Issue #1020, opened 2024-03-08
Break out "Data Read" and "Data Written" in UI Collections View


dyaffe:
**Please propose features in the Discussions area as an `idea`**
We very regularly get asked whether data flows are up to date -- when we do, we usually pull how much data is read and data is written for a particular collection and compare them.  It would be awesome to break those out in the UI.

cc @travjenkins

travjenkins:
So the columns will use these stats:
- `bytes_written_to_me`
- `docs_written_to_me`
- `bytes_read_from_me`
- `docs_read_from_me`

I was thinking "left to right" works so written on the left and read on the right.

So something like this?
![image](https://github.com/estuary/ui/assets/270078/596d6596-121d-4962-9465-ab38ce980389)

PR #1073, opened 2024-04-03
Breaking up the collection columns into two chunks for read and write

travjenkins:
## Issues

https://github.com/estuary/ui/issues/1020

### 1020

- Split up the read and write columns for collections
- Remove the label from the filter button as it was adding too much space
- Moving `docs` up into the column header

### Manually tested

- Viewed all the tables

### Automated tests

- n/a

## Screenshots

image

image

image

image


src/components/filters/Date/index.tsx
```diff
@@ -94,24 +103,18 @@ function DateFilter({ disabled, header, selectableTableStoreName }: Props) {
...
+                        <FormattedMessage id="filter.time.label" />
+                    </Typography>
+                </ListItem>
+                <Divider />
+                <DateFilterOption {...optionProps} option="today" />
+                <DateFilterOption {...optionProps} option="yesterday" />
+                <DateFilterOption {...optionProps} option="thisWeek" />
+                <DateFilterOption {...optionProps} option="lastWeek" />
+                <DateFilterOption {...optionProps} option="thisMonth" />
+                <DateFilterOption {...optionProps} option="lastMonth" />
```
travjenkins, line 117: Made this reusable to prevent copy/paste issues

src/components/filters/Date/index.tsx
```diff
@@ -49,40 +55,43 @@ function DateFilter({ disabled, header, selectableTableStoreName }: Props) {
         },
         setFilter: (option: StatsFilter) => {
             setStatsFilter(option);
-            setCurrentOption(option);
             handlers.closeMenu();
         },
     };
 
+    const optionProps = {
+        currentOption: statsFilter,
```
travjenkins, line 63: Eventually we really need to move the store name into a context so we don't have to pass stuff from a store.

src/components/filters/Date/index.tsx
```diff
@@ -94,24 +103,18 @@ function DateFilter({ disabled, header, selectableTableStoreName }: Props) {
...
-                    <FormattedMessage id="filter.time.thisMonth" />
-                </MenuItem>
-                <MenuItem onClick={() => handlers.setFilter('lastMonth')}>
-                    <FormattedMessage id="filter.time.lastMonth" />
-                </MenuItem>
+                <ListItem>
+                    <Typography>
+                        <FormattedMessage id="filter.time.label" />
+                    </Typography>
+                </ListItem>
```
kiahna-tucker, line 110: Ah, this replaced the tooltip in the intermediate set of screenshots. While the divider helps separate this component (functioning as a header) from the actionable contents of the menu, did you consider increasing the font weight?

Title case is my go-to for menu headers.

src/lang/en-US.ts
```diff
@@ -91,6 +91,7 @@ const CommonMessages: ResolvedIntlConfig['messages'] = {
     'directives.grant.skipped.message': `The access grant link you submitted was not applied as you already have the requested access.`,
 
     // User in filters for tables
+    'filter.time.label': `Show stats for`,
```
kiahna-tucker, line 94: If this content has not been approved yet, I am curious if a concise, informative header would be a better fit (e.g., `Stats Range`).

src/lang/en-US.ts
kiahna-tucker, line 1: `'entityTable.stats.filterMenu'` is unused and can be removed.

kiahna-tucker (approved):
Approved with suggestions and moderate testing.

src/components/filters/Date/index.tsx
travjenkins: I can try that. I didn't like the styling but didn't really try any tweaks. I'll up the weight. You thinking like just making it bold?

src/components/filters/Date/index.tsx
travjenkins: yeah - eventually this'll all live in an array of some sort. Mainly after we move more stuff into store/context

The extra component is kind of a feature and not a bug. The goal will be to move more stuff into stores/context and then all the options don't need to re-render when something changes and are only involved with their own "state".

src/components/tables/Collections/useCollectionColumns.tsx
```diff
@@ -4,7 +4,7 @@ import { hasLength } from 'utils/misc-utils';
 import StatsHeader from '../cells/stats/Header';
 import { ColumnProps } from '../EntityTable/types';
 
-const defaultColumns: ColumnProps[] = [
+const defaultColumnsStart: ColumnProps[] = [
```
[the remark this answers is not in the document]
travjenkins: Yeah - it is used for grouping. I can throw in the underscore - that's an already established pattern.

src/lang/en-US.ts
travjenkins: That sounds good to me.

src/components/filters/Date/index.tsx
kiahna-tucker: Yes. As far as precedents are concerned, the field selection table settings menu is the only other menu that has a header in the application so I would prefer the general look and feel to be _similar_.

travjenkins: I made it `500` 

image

:: Brief ::
Every line of the material that includes the word "already" needs to be copied.

:: Response to the exercise ::
     'directives.grant.skipped.message': `The access grant link you submitted was not applied as you already have the requested access.`,
travjenkins: Yeah - it is used for grouping. I can throw in the underscore - that's an already established pattern.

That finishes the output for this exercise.